Assignment: Filter the entries that follow, copying every line in which the word "issues" appears.
### Data for the task
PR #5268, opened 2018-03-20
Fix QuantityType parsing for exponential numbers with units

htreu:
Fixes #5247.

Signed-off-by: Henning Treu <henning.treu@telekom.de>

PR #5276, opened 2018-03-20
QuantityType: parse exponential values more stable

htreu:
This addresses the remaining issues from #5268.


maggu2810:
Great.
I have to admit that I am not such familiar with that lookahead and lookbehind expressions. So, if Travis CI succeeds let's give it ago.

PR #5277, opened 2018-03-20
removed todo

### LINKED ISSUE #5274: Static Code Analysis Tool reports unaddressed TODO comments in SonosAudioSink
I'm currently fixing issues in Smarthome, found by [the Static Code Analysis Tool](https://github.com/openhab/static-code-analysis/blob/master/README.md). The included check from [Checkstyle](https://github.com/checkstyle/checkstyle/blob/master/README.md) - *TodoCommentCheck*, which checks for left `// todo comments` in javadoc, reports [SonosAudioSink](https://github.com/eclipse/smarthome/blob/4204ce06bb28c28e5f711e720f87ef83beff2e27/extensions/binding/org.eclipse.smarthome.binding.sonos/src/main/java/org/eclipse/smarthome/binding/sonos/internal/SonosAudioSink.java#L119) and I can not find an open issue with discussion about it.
######
Output:
This addresses the remaining issues from #5268.
I'm currently fixing issues in Smarthome, found by [the Static Code Analysis Tool](https://github.com/openhab/static-code-analysis/blob/master/README.md). The included check from [Checkstyle](https://github.com/checkstyle/checkstyle/blob/master/README.md) - *TodoCommentCheck*, which checks for left `// todo comments` in javadoc, reports [SonosAudioSink](https://github.com/eclipse/smarthome/blob/4204ce06bb28c28e5f711e720f87ef83beff2e27/extensions/binding/org.eclipse.smarthome.binding.sonos/src/main/java/org/eclipse/smarthome/binding/sonos/internal/SonosAudioSink.java#L119) and I can not find an open issue with discussion about it.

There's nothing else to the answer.